[Stored data]

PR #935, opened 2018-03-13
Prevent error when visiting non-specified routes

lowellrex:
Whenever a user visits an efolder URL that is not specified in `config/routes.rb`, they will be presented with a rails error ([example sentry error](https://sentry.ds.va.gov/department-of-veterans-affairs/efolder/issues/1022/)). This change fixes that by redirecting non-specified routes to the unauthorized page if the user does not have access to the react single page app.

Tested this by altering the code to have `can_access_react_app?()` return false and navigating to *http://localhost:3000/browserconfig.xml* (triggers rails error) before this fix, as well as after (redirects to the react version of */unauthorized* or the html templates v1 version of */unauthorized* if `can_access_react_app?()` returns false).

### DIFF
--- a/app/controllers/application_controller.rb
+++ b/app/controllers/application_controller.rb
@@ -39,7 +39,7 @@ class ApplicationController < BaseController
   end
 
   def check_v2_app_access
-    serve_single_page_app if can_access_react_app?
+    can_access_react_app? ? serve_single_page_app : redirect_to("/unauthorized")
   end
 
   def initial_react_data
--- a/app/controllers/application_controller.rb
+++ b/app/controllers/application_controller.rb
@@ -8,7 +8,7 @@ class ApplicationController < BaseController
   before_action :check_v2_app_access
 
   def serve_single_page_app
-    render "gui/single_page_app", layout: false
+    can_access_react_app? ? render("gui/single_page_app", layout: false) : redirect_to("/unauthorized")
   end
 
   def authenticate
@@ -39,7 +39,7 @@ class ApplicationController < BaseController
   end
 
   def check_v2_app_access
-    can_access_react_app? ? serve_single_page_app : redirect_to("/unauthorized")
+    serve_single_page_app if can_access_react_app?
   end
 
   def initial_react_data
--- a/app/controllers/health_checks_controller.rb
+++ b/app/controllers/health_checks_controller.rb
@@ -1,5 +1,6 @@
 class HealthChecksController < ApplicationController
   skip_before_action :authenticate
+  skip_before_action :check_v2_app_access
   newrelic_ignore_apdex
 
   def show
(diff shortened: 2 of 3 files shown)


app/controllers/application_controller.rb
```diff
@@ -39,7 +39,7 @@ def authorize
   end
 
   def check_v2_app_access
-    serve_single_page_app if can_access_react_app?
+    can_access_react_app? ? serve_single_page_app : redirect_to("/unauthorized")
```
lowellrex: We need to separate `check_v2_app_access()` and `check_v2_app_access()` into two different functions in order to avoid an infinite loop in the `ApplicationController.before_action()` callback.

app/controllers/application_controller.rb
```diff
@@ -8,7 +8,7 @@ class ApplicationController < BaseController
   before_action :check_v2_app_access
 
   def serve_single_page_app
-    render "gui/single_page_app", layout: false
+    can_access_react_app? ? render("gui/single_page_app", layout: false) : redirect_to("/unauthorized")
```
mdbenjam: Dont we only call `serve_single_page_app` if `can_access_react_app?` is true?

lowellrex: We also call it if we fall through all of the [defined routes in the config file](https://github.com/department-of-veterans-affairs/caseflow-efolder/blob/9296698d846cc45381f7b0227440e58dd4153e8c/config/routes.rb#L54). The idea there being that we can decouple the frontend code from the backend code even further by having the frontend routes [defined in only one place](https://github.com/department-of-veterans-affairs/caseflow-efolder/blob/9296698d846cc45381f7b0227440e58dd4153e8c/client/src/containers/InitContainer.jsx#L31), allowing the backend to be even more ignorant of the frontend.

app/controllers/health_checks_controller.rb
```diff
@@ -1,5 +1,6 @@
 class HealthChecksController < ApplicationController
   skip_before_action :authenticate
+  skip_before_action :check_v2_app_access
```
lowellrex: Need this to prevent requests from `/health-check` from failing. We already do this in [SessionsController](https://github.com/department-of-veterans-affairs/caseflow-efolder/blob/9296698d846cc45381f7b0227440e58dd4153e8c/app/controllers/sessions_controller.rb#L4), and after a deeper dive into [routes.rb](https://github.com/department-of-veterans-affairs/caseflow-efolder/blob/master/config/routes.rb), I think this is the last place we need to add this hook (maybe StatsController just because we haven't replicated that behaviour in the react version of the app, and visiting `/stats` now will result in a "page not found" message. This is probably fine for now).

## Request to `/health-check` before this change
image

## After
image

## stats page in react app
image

- Brief -
Would you please copy every line in the data that contains the word "will"?

- Answer below -
Whenever a user visits an efolder URL that is not specified in `config/routes.rb`, they will be presented with a rails error ([example sentry error](https://sentry.ds.va.gov/department-of-veterans-affairs/efolder/issues/1022/)). This change fixes that by redirecting non-specified routes to the unauthorized page if the user does not have access to the react single page app.
lowellrex: Need this to prevent requests from `/health-check` from failing. We already do this in [SessionsController](https://github.com/department-of-veterans-affairs/caseflow-efolder/blob/9296698d846cc45381f7b0227440e58dd4153e8c/app/controllers/sessions_controller.rb#L4), and after a deeper dive into [routes.rb](https://github.com/department-of-veterans-affairs/caseflow-efolder/blob/master/config/routes.rb), I think this is the last place we need to add this hook (maybe StatsController just because we haven't replicated that behaviour in the react version of the app, and visiting `/stats` now will result in a "page not found" message. This is probably fine for now).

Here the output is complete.